# Hey!



## kyleofthemist (Jun 10, 2014)

a


----------



## Elvenswordsman (Jun 10, 2014)

YES! WELCOME TO WF! I'm so happy you've joined


----------



## InstituteMan (Jun 10, 2014)

Hey to you, too. Welcome!


----------



## Bishop (Jun 10, 2014)

Another for the sci-fi army... Bishop's Sci Fi Army. Welcome, friend! Always good to have another fiction writer of any genre though. Enjoy the place, eh?

Writing Forums: The Home Of Bishop and his Army.


----------



## kyleofthemist (Jun 10, 2014)

a


----------



## J.T. Chris (Jun 10, 2014)

Welcome Kyle.

If I can manage a paragraph a day then that's a good day for me.


----------



## InstituteMan (Jun 10, 2014)

kyleofthemist said:


> Thanks guys!  I'm sure I'll enjoy it. Do you guys write everyday?



Sure do! Some days it is even productive.


----------



## kyleofthemist (Jun 10, 2014)

a


----------



## J.T. Chris (Jun 10, 2014)

kyleofthemist said:


> Is there ever an endgame for you guys? Or is it all just for fun? Sorry, I'm just curious.



Until the Reaper beckons. If I liked anything better I would do that instead.


----------



## kyleofthemist (Jun 11, 2014)

a


----------



## Greimour (Jun 11, 2014)

Hello, Kyleofthemist.

Sounds very much how I started on this forum, except I don't indulge in the sci-fi too often. (Almost never)
Other than that, exact same as when I started.

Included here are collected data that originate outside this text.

PR #3922, opened 2025-02-28
feat: allow setting timeouts for builds

Panaetius:
tested in https://github.com/SwissDataScienceCenter/renku-data-services/pull/674


olevski (approved):
This looks fine to me. You may want to get someone who is working more on the build to double check if you want.

Also the other commits that went into `build/session-env-builders` have not really been reviewed. So we will review the whole feature branch PR anyhow.

PR #3934, opened 2025-03-04
revert: Configure data services to connect to solr

olevski:
Refs: e831264a

/deploy


olevski:
We figured out that the Solr helm chart will not create additional cores after solr has been initialized at least once. So the new feature that we thought was ready was not handling the creation of solr cores.

We will need to add this functionality to create solr cores somwhere and then add this feature back in.

This will have to be done in a different release. Not in 0.65.0 which will be released today.

lorenzo-cavazzi (approved):
:+1:

PR #3937, opened 2025-03-05
feat: Update Renku-Actions to 1.15.0

aledegano:
- chore(ci): Update renku actions to v1.15.0
- use base values from local files instead of the GH secret
- Add default resources values file
- fix: Cypress, useSession tolerate multiple retry


lorenzo-cavazzi:
Just a comment: it would be easier to check the tests through the videos if you use 1.15.1 instead of 1.15.0

olevski (changes requested):
This is great Alessandro! Everything looks good.

The only minor thing is to mention somewhere in the values file (At the top) and also probably in the changelog that the default resource requests in the values file are not suitable for production and can only be used for a small CI deployment.

Actually the values yaml changelog should mention this too. Because  when you upgrade to this version of Renku you will go from potentially no resource requests/limits in some cases to very low values. I can imagine this can cause a lot of trouble for admins.

aledegano:
> This is great Alessandro! Everything looks good.
> 
> The only minor thing is to mention somewhere in the values file (At the top) and also probably in the changelog that the default resource requests in the values file are not suitable for production and can only be used for a small CI deployment.
> 
> Actually the values yaml changelog should mention this too. Because when you upgrade to this version of Renku you will go from potentially no resource requests/limits in some cases to very low values. I can imagine this can cause a lot of trouble for admins.

Thank you, all done.

olevski (approved):

PR #3938, opened 2025-03-05
chore: update all actions to use ubuntu-24.04

olevski:
NOTE: This is merging straight into `master`.

/deploy

### DIFF
--- a/.github/workflows/auto-reqs-update-pr.yml
+++ b/.github/workflows/auto-reqs-update-pr.yml
@@ -3,7 +3,7 @@ on:
   workflow_dispatch
 jobs:
   auto-pull-request:
-    runs-on: ubuntu-latest
+    runs-on: ubuntu-24.04
     steps:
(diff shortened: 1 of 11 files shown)


.github/workflows/auto-reqs-update-pr.yml
```diff
@@ -3,7 +3,7 @@ on:
   workflow_dispatch
 jobs:
   auto-pull-request:
-    runs-on: ubuntu-latest
+    runs-on: ubuntu-24.04
```
aledegano, line 6: just curious: is this change to be explicit instead of implicit (that I would very much approve of), or there is a factual change?

olevski: There is no actual change. I just thought it is nicer to have this pinned and to be uniform everywhere.

Panaetius (approved):

PR #3949, opened 2025-03-12
test: cleanup sessions after the tests

lorenzo-cavazzi:
Hanging sessions aren't ideal since the CI cleanup action fails.
This PR deletes any running session for the projects it creates

/deploy


rokroskar:
When is 0.66 supposed to be released? If not very soon, then maybe this should go straight to master?

Panaetius:
like 10 days from now would be the regular end of cooldown release, unless we want to release the buildpack stuff earlier

aledegano (approved):

leafty:
Ironic: https://github.com/SwissDataScienceCenter/renku/actions/runs/13858120465/job/38779556515

PR #3966, opened 2025-03-26
chore: update keycloak

rokroskar:
/deploy-azure


olevski:
@rokroskar I propose that this goes out into 0.69.0 or a later release. 0.68.0 will be tagged at noon tomorrow.

PR #3976, opened 2025-04-06
feat: add option to turn off legacy services

olevski:
/deploy


wesjdj:
I think `enableV1Services` could be a better name. There might be other services we want to disable in the future, and that makes the distinction clearer.

olevski:
@wesjdj I made the change you requested and renamed the option in the values file.

helm-chart/values.yaml.changelog.md
```diff
@@ -5,6 +5,10 @@ For changes that require manual steps other than changing values, please check o
 Please follow this convention when adding a new row
 * `<type: NEW|EDIT|DELETE> - *<resource name>*: <details>`
 
+## Upgrading to Renku 0.68.0
+
+* NEW `enableLegacyServices` used to indicate whether services needed exclusively for Renku V1 are deployed or not. The support for this feature is experimental and it should not be used in production at all.
```
rokroskar, line 10:
```suggestion
* NEW `enableV1Services` used to indicate whether services needed exclusively for Renku V1 are deployed or not. The support for this feature is experimental and it should not be used in production at all.
```

rokroskar: The statement "... should not be used in production at all" is a bit strange - we will definitely be using this in production afaik?

olevski: Yes. And we can change that line when we are ready to use it in production. For now no one should really be touching this. I consider the audience of this doc to be other admins in the wild who may not know all the intricacies and background on adding this option. These admins should really not be touching this flag at all that is why I added the line.

rokroskar: right - but we _have_ to use it, no?

olevski:
This will go into 0.69.0 or a later  release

Welcome to the Forum, you will definitely find what you are looking for here, even if you don't know what that is. ^_^

~Kev.

P.S.

I think we all write for fun, but that doesn't negate dreams, ambitions and aspirations. Many in the world hope to be published authors some day. It is a human condition to seek immortality.  That doesn't mean we necessarily want to live forever, but we do want to be remembered after we move on. Leaving behind a mark isn't easy  but leaving behind something you created is a possibility for anyone. Children are enough for some people, but then, to some of us, our stories are our children... different strokes for different folks. 

What is your endgame?


----------



## Bishop (Jun 11, 2014)

kyleofthemist said:


> Is there ever an endgame for you guys? Or is it all just for fun? Sorry, I'm just curious.

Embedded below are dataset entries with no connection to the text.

PR #899, opened 2024-02-23
fix: Page load after session timeouts don't start new session

cwli24:
When a session expires or becomes inactive while the user does not have the page open and they re-open the page, that is now treated as a new session.
---

### Overview

We had an issue where off-page expiration or timeouts of session resulted in the next on-page load to initialize a session that isn't new (i.e. `isNew` false). This is not intended and has been fixed.

### Related Issue(s)

https://new-relic.atlassian.net/browse/NR-230914

### Testing

New jest test cases added to check for correct program flow and `isNew` value rather than with entire agent. This suffices to get the behavior we want.

### DIFF
--- a/src/common/session/session-entity.component-test.js
+++ b/src/common/session/session-entity.component-test.js
@@ -236,25 +236,25 @@ describe('reset()', () => {
 })
 
 describe('isNew', () => {
-    test('isNew is true after the session resets by timers | true -> true', async () => {
+    test('is true after the session resets by timers | true -> true', async () => {
       const sessionInstance = new SessionEntity({ agentIdentifier, key, storage })
       expect(sessionInstance.isNew).toEqual(true)
       sessionInstance.reset() // imitate what expireMs and inactiveMs does on activation
       expect(sessionInstance.isNew).toEqual(true)
     })
-    test('isNew is true after the session resets by timers | false -> true', () => {
+    test('is true after the session resets by timers | false -> true', () => {
       storage.set(`${PREFIX}_${key}`, { ...model, value, expiresAt: Date.now() + 100000, inactiveAt: Date.now() + 100000, updatedAt: Date.now() })
       const sessionInstance = new SessionEntity({ agentIdentifier, key, storage })
       expect(sessionInstance.isNew).toEqual(false)
       sessionInstance.reset()
       expect(sessionInstance.isNew).toEqual(true)
     })
-    test('isNew is true if reset happens on initialization after time outs off-view | expiresAt', () => {
+    test('is true if reset happens on initialization after time outs off-view | expiresAt', () => {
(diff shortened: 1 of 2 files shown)


src/common/session/session-entity.component-test.js
```diff
@@ -235,6 +235,18 @@ describe('reset()', () => {
...
+  expect(sessionInstance.isNew).toEqual(true)
+  sessionInstance.reset() // imitate what expireMs and inactiveMs does on activation
+  expect(sessionInstance.isNew).toEqual(true)
+})
+test('isNew is true if reset happens on initialization after time outs off-view', () => {
+  storage.set(`${PREFIX}_${key}`, { ...model, value, expiresAt: Date.now() - 1, inactiveAt: Date.now() - 1, updatedAt: Date.now() })
+  const sessionInstance = new SessionEntity({ agentIdentifier, key, storage })
+  expect(sessionInstance.isNew).toEqual(true)
+})
+
```
metal-messiah, line 249:
```suggestion
describe('isNew', () => {
  test('isNew is true after the session resets by timers', async () => {
    const sessionInstance = new SessionEntity({ agentIdentifier, key, storage })
    expect(sessionInstance.isNew).toEqual(true)
    sessionInstance.reset() // imitate what expireMs and inactiveMs does on activation
    expect(sessionInstance.isNew).toEqual(true)
  })
  test('isNew is true if reset happens on initialization after time outs off-view | expiresAt', () => {
    storage.set(`${PREFIX}_${key}`, { ...model, value, expiresAt: Date.now() - 1, inactiveAt: Date.now() + 100000, updatedAt: Date.now() })
    const sessionInstance = new SessionEntity({ agentIdentifier, key, storage })
    expect(sessionInstance.isNew).toEqual(true)
  })
  test('isNew is true if reset happens on initialization after time outs off-view | inactiveAt', () => {
    storage.set(`${PREFIX}_${key}`, { ...model, value, expiresAt: Date.now() + 100000, inactiveAt: Date.now() - 1, updatedAt: Date.now() })
    const sessionInstance = new SessionEntity({ agentIdentifier, key, storage })
    expect(sessionInstance.isNew).toEqual(true)
  })
  test('isNew is true if reset happens on initialization after time outs off-view | invalid data', () => {
    const storage = new LocalMemory({ [`${PREFIX}_${key}`]: { invalid_fields: true } })
    const sessionInstance = new SessionEntity({ agentIdentifier, key, storage })
    expect(sessionInstance.isNew).toEqual(true)
  })
})
```

metal-messiah: nice work on this.  the above just splits the test apart to ensure that both expires and inactive timestamps (and invalid data in general) still lead to a positive isNew value

metal-messiah (approved):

It's all about publishing for me. Not necessarily to a big name publisher, just even putting it on the web for free. I just want people to be able to share in the world I've created, and really, really enjoy writing about.



kyleofthemist said:


> Thanks guys!  I'm sure I'll enjoy it. Do you guys write everyday?



Yup! Everyday! As outlined in my blog, I write 2,000 words everyday.


----------



## T.S.Bowman (Jun 11, 2014)

Bishop said:


> Another for the sci-fi army... Bishop's Sci Fi Army. Welcome, friend! Always good to have another fiction writer of any genre though. Enjoy the place, eh?
> 
> Writing Forums: The Home Of Bishop and his Army.



Not this time, Bub.

Note the new person also put Fantasy...with Fantasy coming FIRST!!! LOL

Oh yeah! Welcome to the forums, kyle. Yer gonna like it here, I think.


----------



## Bishop (Jun 11, 2014)

T.S.Bowman said:


> Not this time, Bub.
> 
> Note the new person also put Fantasy...with Fantasy coming FIRST!!! LOL
> 
> Oh yeah! Welcome to the forums, kyle. Yer gonna like it here, I think.



He saved the best for last!


----------



## PiP (Jun 11, 2014)

Hey, K.S  Welcome to WF and our creative community.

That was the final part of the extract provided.